# Why is running 5x100 to 5x112 adapters with a thickness less than 20mm so dangerous??



## dneknw (Jan 27, 2006)

Why is running 5x100 to 5x112 adapters with a thickness less than 20mm so dangerous?? 
Do adapters smaller than 15mm even exist??


----------



## rico_arg (Apr 28, 2006)

*Re: Why is running 5x100 to 5x112 adapters with a thickness less than 20mm so dangerous?? (dneknw)*


_Quote, originally posted by *dneknw* »_
Do adapters smaller than 15mm even exist??



yes they do.... i have 5mm










_Modified by rico_arg at 2:34 AM 4-30-2007_


----------



## dneknw (Jan 27, 2006)

*Re: Why is running 5x100 to 5x112 adapters with a thickness less than 20mm so dangerous?? (rico_arg)*

On an adapter that changes the bolt pattern?


----------



## rico_arg (Apr 28, 2006)

*Re: Why is running 5x100 to 5x112 adapters with a thickness less than 20mm so dangerous?? (dneknw)*

i have 5x112 adapters for my Rh wheels.


_Modified by rico_arg at 2:34 AM 4-30-2007_


----------



## JettaJensen (Apr 9, 2005)

*Re: Why is running 5x100 to 5x112 adapters with a thickness less than 20mm so dangerous?? (dneknw)*

So now I'm curious... Why would it be dangerous? Wouldn't the smaller spacer be "safer" due to the strain it puts on the wheel the further it goes out?

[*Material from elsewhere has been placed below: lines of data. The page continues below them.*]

PR #236, opened 2019-07-11
hci: add page-scan related commands

skoperst:
I added hci_read_page_timeout, its useful for verifying the timeout.

And also read & write for page_scan_activity, its useful when building an app that needs a more predictable behaviour.


mringwal:
Thanks! Could you give an example where you've used the new commands?

skoperst:
> Thanks! Could you give an example where you've used the new commands?

When using my audio router I'm connected to one device with HFP, then another connection comes, I need to be able to accept it in different scenarios. So when not in call and I have nothing to route I increase the page window and lower interval, and its the opposite when I'm at max connections. In between I control how much bandwidth goes to page-scan. 

It seems useful.

PR #238, opened 2019-07-24
gap: add funtion to do pin pairing with pin length

ricardoquesada:
Some gamepads like the Nintendo Wii U Pro uses the host address as
the pin code.  And the address might contain a 0. If so, it won't be
possible to pair with a Nintendo Wii U Pro.

This patch adds support for that.

### DIFF
--- a/src/gap.h
+++ b/src/gap.h
@@ -538,6 +538,15 @@ int gap_remote_name_request(bd_addr_t addr, uint8_t page_scan_repetition_mode, u
 int gap_pin_code_response(bd_addr_t addr, const char * pin);
 
 /**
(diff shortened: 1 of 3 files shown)


ricardoquesada:
I've just realized that I can do the same by calling:
```c
          hci_send_cmd(&hci_pin_code_request_reply, event_addr,
                       sizeof(pin_code), pin_code);
```

so, it is optional this pull-request

mringwal:
Hi. Sorry for ignoring this so long. Please check (my similar) commit aad97216186d8a961b020b0c707f006ace68c167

Or does it have to do with something in the physics of the bolt placement to the adapter, then to the wheel?


----------



## aar0n. (May 7, 2004)

*Re: Why is running 5x100 to 5x112 adapters with a thickness less th ... (JettaJensen)*

its because the adaptor needs to be bolted to the hub, 5mm isnt even close to enough to do that


----------



## Jurgy (May 17, 2004)

*Re: Why is running 5x100 to 5x112 adapters with a thickness less th ... (JettaJensen)*


_Quote, originally posted by *JettaJensen* »_So now I'm curious... Why would it be dangerous? Wouldn't the smaller spacer be "safer" due to the strain it puts on the wheel the further it goes out?







Or does it have to do with something in the physics of the bolt placement to the adapter, then to the wheel? 

Probably has more to do with the fastener properties (tear-out properties of the material, bearing stress, etc.). Also, adapters have to bolt to the hub, then have enough thread to grab onto the wheel bolts themselves. Therefore, they require a certain thickness so they can contain the heads of the bolts that are holding the adapters to the hub.


----------



## ea187 (Apr 23, 2004)

*Re: Why is running 5x100 to 5x112 adapters with a thickness less than 20mm so dangerous?? (rico_arg)*


_Quote, originally posted by *rico_arg* »_
yes they do.... i have 5mm

really? i don't think that's very safe


_Modified by ea187 at 11:01 PM 4-29-2007_


----------



## formerly silveratljetta (Feb 6, 2007)

*Re: Why is running 5x100 to 5x112 adapters with a thickness less than 20mm so dangerous?? (ea187)*


_Quote, originally posted by *ea187* »_
really? i don't think that's very safe

_Modified by ea187 at 11:01 PM 4-29-2007_

he doesnt really have 5mm adapters. It was a joke or he is a real retard and can't read.


----------



## rico_arg (Apr 28, 2006)

*Re: Why is running 5x100 to 5x112 adapters with a thick ... (formerly silveratljetta)*


_Quote, originally posted by *formerly silveratljetta* »_
he doesnt really have 5mm adapters. It was a joke or he is a real retard and can't read.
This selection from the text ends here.